## WORK TO BE COMPLETED
Scan the material below for lines with the word "evtType". Reply with the count and no other words.

** DATA PROVIDED follows **

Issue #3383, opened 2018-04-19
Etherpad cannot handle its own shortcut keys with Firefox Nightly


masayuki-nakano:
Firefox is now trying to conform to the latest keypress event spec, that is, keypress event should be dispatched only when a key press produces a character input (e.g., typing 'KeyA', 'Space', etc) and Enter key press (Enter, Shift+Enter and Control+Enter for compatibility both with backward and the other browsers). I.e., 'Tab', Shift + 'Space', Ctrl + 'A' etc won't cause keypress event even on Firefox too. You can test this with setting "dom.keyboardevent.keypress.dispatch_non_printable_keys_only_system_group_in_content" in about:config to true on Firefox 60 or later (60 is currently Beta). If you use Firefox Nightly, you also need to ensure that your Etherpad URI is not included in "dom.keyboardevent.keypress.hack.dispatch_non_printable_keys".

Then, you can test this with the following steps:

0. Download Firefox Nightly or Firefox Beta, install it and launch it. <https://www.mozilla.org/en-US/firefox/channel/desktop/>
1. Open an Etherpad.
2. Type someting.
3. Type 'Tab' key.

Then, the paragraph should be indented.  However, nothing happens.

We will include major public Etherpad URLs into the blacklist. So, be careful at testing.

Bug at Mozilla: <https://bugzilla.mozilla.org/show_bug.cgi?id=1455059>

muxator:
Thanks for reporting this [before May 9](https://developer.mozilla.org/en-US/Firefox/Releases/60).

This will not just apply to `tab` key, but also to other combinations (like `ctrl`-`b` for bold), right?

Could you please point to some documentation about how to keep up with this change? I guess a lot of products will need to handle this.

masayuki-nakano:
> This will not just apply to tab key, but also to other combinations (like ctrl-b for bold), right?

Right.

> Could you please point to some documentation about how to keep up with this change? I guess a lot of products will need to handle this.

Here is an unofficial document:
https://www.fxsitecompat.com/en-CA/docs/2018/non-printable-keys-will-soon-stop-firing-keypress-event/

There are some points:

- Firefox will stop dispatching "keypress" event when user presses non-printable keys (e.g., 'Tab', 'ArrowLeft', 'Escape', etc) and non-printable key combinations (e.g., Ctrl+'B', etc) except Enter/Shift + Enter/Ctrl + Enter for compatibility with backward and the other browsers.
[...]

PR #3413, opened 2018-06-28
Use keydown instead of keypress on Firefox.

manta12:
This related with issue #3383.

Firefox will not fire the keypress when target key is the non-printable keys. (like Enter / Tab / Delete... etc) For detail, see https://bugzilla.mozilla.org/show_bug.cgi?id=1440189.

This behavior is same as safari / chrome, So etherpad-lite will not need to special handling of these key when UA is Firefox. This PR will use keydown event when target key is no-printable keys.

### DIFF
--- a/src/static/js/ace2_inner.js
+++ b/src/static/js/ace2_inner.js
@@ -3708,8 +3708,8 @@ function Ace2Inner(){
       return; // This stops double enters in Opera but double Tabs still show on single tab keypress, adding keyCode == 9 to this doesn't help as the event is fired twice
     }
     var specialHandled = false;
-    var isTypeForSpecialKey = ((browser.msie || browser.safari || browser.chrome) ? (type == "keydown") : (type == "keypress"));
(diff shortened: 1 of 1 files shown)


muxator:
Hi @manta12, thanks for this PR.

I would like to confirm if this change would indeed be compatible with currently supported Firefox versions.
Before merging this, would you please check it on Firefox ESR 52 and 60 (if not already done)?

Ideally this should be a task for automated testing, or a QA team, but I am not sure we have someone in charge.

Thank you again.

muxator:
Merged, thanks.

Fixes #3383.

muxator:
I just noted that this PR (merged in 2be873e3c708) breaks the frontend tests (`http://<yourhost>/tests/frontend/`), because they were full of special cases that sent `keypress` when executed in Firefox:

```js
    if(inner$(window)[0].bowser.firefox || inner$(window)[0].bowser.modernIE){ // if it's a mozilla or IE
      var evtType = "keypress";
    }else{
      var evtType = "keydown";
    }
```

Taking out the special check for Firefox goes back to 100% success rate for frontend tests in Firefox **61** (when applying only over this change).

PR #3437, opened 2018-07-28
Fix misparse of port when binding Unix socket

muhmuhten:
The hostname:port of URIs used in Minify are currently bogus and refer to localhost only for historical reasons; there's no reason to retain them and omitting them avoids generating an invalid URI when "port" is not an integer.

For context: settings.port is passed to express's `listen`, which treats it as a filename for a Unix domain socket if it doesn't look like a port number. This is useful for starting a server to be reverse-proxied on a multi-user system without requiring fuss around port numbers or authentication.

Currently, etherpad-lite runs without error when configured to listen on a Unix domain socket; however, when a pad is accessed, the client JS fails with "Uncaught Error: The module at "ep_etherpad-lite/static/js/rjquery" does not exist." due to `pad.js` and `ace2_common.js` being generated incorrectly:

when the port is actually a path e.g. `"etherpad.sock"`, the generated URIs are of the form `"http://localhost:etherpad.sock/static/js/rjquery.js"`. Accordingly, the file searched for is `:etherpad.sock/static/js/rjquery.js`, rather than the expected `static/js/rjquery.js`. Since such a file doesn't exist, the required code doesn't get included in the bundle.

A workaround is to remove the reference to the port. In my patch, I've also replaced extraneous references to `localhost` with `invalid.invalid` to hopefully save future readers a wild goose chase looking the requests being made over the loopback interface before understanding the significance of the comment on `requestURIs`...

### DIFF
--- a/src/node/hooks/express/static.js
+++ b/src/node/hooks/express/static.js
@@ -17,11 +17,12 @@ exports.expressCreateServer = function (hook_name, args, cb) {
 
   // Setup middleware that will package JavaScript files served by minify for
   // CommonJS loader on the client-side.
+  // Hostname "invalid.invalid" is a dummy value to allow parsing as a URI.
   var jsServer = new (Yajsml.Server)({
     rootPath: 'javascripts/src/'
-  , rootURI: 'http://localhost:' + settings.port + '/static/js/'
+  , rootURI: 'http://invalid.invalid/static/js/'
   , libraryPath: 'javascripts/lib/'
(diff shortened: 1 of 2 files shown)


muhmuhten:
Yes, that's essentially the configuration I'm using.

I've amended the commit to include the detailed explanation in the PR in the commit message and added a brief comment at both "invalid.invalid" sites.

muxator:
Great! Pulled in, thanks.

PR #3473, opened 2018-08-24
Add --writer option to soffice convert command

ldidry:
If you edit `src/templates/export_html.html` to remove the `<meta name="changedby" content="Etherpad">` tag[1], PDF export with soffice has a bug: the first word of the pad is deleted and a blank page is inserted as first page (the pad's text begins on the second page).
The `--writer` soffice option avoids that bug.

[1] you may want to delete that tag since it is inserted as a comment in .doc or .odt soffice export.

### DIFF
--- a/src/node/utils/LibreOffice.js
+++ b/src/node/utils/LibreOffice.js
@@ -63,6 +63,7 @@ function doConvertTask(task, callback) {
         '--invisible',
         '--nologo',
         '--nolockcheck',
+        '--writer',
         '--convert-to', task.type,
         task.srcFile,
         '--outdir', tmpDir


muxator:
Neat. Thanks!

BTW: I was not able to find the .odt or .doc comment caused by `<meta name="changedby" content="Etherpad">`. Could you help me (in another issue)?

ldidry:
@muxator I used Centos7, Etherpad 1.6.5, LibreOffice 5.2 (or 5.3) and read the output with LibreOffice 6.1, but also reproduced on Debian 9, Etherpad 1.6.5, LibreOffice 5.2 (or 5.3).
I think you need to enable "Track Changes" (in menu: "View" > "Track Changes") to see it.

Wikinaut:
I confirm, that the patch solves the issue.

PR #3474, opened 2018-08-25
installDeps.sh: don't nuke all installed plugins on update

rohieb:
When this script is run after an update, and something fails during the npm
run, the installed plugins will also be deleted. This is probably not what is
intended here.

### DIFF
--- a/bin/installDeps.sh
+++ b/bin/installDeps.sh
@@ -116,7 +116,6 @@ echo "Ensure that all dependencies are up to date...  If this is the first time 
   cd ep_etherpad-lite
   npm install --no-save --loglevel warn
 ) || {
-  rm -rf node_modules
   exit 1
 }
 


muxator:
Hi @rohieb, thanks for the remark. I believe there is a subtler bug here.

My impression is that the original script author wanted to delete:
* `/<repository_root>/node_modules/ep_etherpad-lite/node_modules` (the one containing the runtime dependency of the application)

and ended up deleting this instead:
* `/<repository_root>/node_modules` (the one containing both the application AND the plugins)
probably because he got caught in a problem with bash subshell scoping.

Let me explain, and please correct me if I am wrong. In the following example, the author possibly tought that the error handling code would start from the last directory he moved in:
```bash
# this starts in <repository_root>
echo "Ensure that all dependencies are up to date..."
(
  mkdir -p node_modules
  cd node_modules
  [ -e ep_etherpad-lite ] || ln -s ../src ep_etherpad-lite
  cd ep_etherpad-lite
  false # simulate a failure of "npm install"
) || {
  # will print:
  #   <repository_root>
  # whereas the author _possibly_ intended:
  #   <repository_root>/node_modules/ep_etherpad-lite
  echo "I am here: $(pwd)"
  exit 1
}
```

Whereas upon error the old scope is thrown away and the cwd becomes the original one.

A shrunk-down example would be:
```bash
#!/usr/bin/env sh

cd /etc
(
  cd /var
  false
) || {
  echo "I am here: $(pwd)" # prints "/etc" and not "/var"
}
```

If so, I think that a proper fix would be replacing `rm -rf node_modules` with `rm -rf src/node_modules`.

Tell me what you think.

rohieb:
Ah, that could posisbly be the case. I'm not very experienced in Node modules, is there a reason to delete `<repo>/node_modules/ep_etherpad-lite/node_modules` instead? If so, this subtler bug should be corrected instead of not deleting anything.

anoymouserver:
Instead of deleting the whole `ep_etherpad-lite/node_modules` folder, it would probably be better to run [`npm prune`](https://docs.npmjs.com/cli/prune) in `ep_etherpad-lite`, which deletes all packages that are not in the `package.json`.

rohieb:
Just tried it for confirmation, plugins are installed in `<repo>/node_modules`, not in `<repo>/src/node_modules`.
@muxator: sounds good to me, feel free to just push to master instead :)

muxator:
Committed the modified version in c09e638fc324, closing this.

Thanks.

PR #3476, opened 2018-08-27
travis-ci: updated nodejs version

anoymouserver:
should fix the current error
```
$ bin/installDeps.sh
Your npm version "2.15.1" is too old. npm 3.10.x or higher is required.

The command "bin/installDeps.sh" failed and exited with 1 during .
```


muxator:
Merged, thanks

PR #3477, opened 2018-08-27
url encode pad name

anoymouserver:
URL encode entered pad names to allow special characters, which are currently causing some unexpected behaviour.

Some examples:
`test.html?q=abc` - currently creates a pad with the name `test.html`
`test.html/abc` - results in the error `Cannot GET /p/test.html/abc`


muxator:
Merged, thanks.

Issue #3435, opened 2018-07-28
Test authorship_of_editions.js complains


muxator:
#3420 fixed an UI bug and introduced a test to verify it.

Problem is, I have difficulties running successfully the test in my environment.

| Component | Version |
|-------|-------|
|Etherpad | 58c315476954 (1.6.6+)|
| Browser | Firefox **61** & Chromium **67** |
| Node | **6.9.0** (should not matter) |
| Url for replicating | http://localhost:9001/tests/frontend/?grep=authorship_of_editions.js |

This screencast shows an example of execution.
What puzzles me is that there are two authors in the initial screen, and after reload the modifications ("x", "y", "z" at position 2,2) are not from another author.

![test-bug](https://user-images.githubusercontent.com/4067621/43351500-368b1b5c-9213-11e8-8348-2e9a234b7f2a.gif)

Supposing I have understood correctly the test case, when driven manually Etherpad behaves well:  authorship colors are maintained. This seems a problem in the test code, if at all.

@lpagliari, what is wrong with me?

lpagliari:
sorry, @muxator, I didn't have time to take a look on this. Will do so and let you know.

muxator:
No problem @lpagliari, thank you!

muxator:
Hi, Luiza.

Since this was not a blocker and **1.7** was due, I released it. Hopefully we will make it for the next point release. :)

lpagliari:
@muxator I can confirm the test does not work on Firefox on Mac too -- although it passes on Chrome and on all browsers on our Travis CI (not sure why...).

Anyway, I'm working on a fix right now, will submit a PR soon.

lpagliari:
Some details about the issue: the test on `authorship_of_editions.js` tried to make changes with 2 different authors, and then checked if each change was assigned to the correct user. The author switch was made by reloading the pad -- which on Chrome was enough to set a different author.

** End of DATA PROVIDED **

## SOLUTION BELOW
2